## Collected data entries
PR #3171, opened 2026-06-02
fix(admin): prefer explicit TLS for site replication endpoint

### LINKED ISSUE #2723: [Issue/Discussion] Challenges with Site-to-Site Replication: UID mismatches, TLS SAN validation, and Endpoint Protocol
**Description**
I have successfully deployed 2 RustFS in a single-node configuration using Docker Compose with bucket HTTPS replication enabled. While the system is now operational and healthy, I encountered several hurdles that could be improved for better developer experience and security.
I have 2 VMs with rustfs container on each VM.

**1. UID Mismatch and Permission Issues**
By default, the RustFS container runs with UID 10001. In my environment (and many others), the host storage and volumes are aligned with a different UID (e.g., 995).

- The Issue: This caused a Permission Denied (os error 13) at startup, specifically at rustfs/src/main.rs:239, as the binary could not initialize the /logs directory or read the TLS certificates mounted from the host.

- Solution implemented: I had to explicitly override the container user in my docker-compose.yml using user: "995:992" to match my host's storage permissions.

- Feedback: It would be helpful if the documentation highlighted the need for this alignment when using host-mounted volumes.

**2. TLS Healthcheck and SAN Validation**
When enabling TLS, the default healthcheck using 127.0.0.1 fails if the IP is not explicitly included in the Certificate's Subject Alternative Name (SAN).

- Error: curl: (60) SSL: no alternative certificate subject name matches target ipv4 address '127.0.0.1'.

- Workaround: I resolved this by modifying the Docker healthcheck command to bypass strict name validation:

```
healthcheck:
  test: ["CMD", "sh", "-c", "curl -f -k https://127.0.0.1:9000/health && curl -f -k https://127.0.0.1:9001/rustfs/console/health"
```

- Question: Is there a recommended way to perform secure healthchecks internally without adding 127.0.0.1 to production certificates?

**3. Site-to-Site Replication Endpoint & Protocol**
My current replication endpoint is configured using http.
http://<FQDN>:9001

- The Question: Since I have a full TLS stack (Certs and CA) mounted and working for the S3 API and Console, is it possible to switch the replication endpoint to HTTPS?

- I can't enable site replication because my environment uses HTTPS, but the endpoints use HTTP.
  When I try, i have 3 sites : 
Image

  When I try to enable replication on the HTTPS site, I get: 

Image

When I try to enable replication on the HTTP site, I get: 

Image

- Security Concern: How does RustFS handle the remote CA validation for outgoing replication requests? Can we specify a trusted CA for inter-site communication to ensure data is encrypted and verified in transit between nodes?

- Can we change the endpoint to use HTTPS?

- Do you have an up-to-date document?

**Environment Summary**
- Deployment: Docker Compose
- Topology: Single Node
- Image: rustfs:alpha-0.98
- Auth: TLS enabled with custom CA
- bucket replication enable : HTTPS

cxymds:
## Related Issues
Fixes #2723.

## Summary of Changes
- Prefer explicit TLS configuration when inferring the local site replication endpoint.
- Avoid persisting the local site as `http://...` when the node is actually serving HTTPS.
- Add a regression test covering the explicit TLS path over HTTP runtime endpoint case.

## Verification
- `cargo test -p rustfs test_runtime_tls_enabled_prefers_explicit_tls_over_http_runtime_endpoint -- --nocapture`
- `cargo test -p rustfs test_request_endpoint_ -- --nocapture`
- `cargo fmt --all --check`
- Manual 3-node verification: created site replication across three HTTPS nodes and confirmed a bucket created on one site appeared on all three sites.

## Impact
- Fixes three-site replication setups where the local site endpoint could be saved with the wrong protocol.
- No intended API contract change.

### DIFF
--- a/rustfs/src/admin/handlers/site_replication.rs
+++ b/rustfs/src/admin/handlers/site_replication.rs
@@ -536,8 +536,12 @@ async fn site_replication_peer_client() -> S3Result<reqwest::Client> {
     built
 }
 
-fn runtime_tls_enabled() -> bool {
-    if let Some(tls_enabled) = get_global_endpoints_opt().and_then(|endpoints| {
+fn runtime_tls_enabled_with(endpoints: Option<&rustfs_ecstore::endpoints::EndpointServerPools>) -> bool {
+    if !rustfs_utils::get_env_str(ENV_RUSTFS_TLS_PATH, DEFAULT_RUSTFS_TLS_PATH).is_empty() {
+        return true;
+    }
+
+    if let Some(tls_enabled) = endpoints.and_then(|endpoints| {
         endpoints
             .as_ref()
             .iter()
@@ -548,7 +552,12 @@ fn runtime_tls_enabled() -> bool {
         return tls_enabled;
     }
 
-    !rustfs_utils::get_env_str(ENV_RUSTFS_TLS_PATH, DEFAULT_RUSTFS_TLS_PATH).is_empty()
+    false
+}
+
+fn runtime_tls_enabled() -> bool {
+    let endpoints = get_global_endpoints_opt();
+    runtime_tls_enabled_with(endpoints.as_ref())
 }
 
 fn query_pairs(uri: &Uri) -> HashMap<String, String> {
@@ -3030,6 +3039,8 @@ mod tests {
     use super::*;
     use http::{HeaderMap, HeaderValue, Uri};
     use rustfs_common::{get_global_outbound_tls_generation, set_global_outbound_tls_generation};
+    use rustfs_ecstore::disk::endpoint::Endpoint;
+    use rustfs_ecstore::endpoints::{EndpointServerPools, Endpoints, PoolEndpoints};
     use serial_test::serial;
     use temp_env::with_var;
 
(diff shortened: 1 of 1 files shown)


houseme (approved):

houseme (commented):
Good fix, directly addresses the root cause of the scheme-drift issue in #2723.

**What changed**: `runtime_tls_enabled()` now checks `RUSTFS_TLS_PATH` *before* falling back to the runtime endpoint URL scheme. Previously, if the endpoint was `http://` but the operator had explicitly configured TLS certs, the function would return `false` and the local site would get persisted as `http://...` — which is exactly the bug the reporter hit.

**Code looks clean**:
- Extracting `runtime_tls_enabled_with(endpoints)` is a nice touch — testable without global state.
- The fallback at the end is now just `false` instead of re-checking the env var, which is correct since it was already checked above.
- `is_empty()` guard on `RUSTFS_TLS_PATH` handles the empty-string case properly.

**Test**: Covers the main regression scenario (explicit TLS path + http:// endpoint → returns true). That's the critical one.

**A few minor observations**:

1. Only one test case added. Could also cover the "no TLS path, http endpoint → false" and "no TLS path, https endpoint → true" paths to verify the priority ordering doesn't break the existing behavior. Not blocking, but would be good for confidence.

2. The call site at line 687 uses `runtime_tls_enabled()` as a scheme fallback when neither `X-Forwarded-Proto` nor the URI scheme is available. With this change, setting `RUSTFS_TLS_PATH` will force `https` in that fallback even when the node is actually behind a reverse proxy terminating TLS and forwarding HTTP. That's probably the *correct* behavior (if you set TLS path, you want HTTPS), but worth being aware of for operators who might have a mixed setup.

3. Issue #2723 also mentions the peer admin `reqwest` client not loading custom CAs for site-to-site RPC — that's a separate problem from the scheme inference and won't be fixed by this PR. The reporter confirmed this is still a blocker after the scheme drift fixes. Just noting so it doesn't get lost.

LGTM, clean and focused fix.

==

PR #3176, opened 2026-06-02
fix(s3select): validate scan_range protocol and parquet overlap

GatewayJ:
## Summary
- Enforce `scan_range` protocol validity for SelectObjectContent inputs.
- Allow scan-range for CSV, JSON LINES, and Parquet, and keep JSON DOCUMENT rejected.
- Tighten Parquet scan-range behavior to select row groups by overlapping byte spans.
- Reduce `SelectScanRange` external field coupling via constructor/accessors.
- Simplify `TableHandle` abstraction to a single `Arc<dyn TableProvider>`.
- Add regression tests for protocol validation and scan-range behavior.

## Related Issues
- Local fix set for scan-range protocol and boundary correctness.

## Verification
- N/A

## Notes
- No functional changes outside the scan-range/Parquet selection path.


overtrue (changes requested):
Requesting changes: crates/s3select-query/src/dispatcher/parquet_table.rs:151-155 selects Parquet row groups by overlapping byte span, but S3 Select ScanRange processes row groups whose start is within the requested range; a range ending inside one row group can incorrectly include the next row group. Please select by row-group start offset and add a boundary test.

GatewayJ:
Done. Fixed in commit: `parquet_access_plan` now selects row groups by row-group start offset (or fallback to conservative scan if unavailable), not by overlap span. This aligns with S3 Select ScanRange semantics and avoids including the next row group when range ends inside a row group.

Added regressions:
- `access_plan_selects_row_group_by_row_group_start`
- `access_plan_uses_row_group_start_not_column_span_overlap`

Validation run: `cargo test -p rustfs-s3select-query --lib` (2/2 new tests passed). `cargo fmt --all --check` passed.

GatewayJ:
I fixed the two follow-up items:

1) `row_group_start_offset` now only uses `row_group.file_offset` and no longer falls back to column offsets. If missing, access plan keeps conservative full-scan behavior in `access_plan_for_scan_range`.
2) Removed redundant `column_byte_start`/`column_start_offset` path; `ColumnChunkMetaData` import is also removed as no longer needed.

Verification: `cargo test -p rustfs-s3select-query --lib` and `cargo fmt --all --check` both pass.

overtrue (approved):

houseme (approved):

## Problem to work on
For this exercise, please output exactly the lines above starting at the line with "- Local fix" and ending at the line with "2) Removed redundant", ends included.

## Response to the exercise
- Local fix set for scan-range protocol and boundary correctness.

## Verification
- N/A

## Notes
- No functional changes outside the scan-range/Parquet selection path.


overtrue (changes requested):
Requesting changes: crates/s3select-query/src/dispatcher/parquet_table.rs:151-155 selects Parquet row groups by overlapping byte span, but S3 Select ScanRange processes row groups whose start is within the requested range; a range ending inside one row group can incorrectly include the next row group. Please select by row-group start offset and add a boundary test.

GatewayJ:
Done. Fixed in commit: `parquet_access_plan` now selects row groups by row-group start offset (or fallback to conservative scan if unavailable), not by overlap span. This aligns with S3 Select ScanRange semantics and avoids including the next row group when range ends inside a row group.

Added regressions:
- `access_plan_selects_row_group_by_row_group_start`
- `access_plan_uses_row_group_start_not_column_span_overlap`

Validation run: `cargo test -p rustfs-s3select-query --lib` (2/2 new tests passed). `cargo fmt --all --check` passed.

GatewayJ:
I fixed the two follow-up items:

1) `row_group_start_offset` now only uses `row_group.file_offset` and no longer falls back to column offsets. If missing, access plan keeps conservative full-scan behavior in `access_plan_for_scan_range`.
2) Removed redundant `column_byte_start`/`column_start_offset` path; `ColumnChunkMetaData` import is also removed as no longer needed.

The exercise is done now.